Why or why not do you recommend foam rolling for recovery purposes?  Does it speed up muscle recovery? 
(Yikes, you’re going to put me in an unpopular spot here with the figure skating community).  Although I like the fact that foam rolling is a tool that promotes self-efficacy and it is intended to prepare muscles for activity or help muscles recover from activity; unfortunately, research has not done a very good job at justifying its use.  In a recent systematic review of 21 papers, Wiewelhove et al (2019)  concluded that foam rolling does not release fascia, break up adhesions, remove lactic acid, flush out toxins, improve blood flow, or improve performance.
The challenge becomes implementing change into practice.  For those who have used foam rolling as a practice for X number of years, the psychological ramifications of removing it from practice when you believe that it works for you has to be considered (a topic for another day).  So I think the change has to come from coaches and trainers working at the grass roots level and turning to more proven tactics for muscle preparation and recovery.
This evidence has been available for at least 10-15 years now, yet the practice of foam rolling seems to be as strong now as it ever was.  So it’s hard to turn away from traditional practices, but it doesn’t mean these traditions are right.
lady foam rolling her calve muscle
How would you recommend skaters recover their muscles in place of foam rolling?
That all depends on what he or she thinks the purpose of the foam roller does for him or her.  So without getting into too convoluted an answer:  My suggestion for warming up would be to break up your elements into component movements and do those components under control, especially at the end ranges, and eventually combining those components and building up the speed until you are performing that element itself.
My suggestion for recovery would be to bring your heart rate down and go through the same component movements under control, almost like a system check to to assess that everything after your session feels the same as it did prior to your session.

How often should athletes see a physiotherapist, massage therapist, chiropractor, etc? Is additional care an essential part of staying strong and healthy?

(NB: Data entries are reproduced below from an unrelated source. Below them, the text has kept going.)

Issue #3261, opened 2019-07-09
youtube_video_url field not displaying video anywhere on app pages


scottmathson:
As [noted in this PR](https://github.com/electron/apps/pull/1119#issuecomment-506823387),  I'm not seeing how the `youtube_video_url` field cited in the [contribution guidelines](https://github.com/scottmathson/apps/blob/master/contributing.md#yml-file-rules) is actually coming into play on-site, on any of these pages.

Dug into other open and closed issues here, alongside searching the source code of pages in production and am not seeing videos displayed anywhere.

/cc @zeke @ckerr

kelvinabella:
> @kelvinabella Go for it!

@HashimotoYT It's my first time contributing to open source. Based from my digging on the issue. We need to add `youtube_video_url` to https://www.electronjs.org/apps/{app-name} if its existing in the yml file. If not so, would appreciate some guidance on where should I start. Thank you!

HashimotoYT:
@kelvinabella For showing the application we use that file: https://github.com/electron/electronjs.org/blob/master/views/apps/show.html. You can start from that point: https://github.com/electron/electronjs.org/blob/b5110284c9d4d490341aa5340685fc5144a39a7c/views/apps/show.html#L171, here we show the screenshots and here should be the youtube video. For checking if the app has youtube video you can use that example:

```hbs
{{#if app.youtube_video_url}}
Show video
{{/if}}
```

kelvinabella:
> @kelvinabella For showing the application we use that file: https://github.com/electron/electronjs.org/blob/master/views/apps/show.html. You can start from that point:
> 
> https://github.com/electron/electronjs.org/blob/b5110284c9d4d490341aa5340685fc5144a39a7c/views/apps/show.html#L171
> 
> , here we show the screenshots and here should be the youtube video. For checking if the app has youtube video you can use that example:
> ```
> {{#if app.youtube_video_url}}
> Show video
> {{/if}}
> ```

@HashimotoYT Hi. Kindly review my changes. Please let me know if I its okay with you. Thanks!

PR #4113, opened 2020-06-17
fix: Adding youtube video to app page

kelvinabella:
Fixing issue [#3261](https://github.com/electron/electronjs.org/issues/3261). Thanks!


kelvinabella:
> Code works for me on Chrome/FF/Safari.
> 
> However, I'm wondering if this should be placed on the left-hand meta bar instead of under the README. The video won't be visible to people unless they scroll all the way down in this current iteration, which seems like a shame.
> 
> cc @HashimotoYT

Hi @erickzhao. 

I'm not sure if I got it correctly. Is this where the video should be placed? Thanks!

image

erickzhao:
@kelvinabella yes, something more like that! I think I would place it on the bottom of the bar rather than the top, but that's what I was getting at. Thanks!

kelvinabella:
@erickzhao Updated. Thanks!

PR #2361, opened 2019-03-28
feat: `@primer/css` migration tracking PR

HashimotoYT:
## Process

All pages described below firstly opens PR targeted into the `master` branch for easily reviewing and managing. In this time this also merges into this branch (`remove-bower-styles`), for final testing without all Bower styles. After that completed this returned back into original PR and after that merged rebased in the current branch. Hard, but it's good for me. 🐱‍💻

## Deploy from this branch

https://electron-website-pr-2361.herokuapp.com/

## Why not bump it by update `@primer/css`? (answer section)

---

### Answers to https://github.com/electron/electronjs.org/pull/2242#issuecomment-478687837

> Do we have a history of Primer breaking in such a way that would require us to completely replace one of its .scss files?

Not sure. We override some Bower styles. Need recheck.

> If not, I'm strongly in favor of just installing @primer/css via npm and using it directly. 

We use `@primer/css` on `/governance` landing page. I'm planning close #757, where wanting deprecating Bower styles and to move to `@primer/css` npm.

> (Also, even if we use @primer/css from npm, we can always copy over styles into the public folder if we really need to.)

I'm _strongly_ don't want to copy styles from `@primer/css` npm package to public folder.

## Breaking changes

:bicyclist: Work In Searching :bicyclist: 

### No more `row`

I do not find a commit where this removed. By it's deprecated. From now it's should be done by flexbox. Time for Flexing.

### `.table`

It's deprecated upstreamely, but it's stays in `electronjs.org`.

### `.container-narrow` and `.container`

:warning: ***WIP*** :warning:

```html
// Old usage
<div class="container-narrow">
	// Content
</div>

// New usage
<div class="container-lg"> // + `p-responsive`
	// Content
</div>
```

### .page-section

```html
// Old usage
<div class="page-section page-section-spaceus">
	// Content
</div>

// New usage
<div class="py-6 py-md-7 py-lg-8" or +1>
	/// Content
</div>
```

## All page tracking progress:

Marked pages merged into `master` and starting rebase into the current branch.

- [x] Homepage (#2346)
- [x] 404
- [x] Apps (#2355)
	- [x] Index
	- [x] Show
- [x] Community (Done in this branch)
- [x] Languages (#2356)
- [x] Donors
- [x] Docs (#2399)
	- [x] Main page
	- [x] Doc page
- [x] Blog (#2388)
	- [x] Index
	- [x] Show
- [ ] Releases (#2423)
- Landings (Done in this branch)
	- [x] Spectron
[...]

PR #4116, opened 2020-06-17
chore: add stylesheet linting

erickzhao:
### Motivation

I was poking around our stylesheets today and noticed that we unfortunately had no consistency in writing style across sheets. Since we already have ESLint for JavaScript linting, this PR adds [stylelint](https://github.com/stylelint/stylelint) for stylesheet linting, as well as a few related changes that help make linting better in general.

Note that none of the soon-to-be-removed `public/bower-components` folder (ref #2361) is linted.

### Changes

* Adds the `stylelint` package to lint stylesheets. See `.stylelintrc.json` for configuration details.
* Adds the `lint-staged` package as a `pre-commit` hook so offending changes can be detected as early as possible.

### Risks

I manually fixed some linting stuff that the `--fix` flag couldn't. Mostly duplicate selector


public/styles/_highlight.scss
```diff
@@ -1,61 +1,61 @@
-.highlight .hll { background-color: #ffffcc }
-.highlight .c { color: #999988; font-style: italic } /* Comment */
-.highlight .err { color: #a61717; background-color: #e3d2d2 } /* Error */
-.highlight .k { color: #000000; font-weight: bold } /* Keyword */
+.highlight .hll { background-color: #ffc; }
```
HashimotoYT, line 1: I'm unable to find that we import or use that file. Also, that looks like we don't own them, let's not lint them.

erickzhao: True, I think I'll just remove the file in a separate PR before merging this one in.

These practitioners are an essential part of your team, but much too often, they are relied upon for quick fixes of typical (and normal) aches that cause athletes to panic. Unfortunately, they are often sold on the physical and psychological need of these pseudo-therapies by these very same practitioners that they like and trust (some popular ones recently are colourful taping and cupping that aren’t that helpful at all).  This dependency has been linked to future chronic pain sufferers and all the physical, psychological, and social baggage that comes with it (again, a topic for another day).  The primary role of the sport therapist should be to ensure that the athlete is staying as close to the training plan laid out by coaches (technical, strength and conditioning, etc) as possible.  Furthermore, they need to normalize typical responses to loading like the aches and pains we discussed above, and ensure the athlete that what they are doing on their own (strength and conditioning, proper nutrition, adequate sleep/rest, stress management, etc) is the most essential part of being strong and healthy.  Talk about empowerment!

Pat is an internationally recognized sport physiotherapist and a member if the integrated support team for Skate Canada.  All opinions are his own and don’t necessarily reflect those of Skate Canada.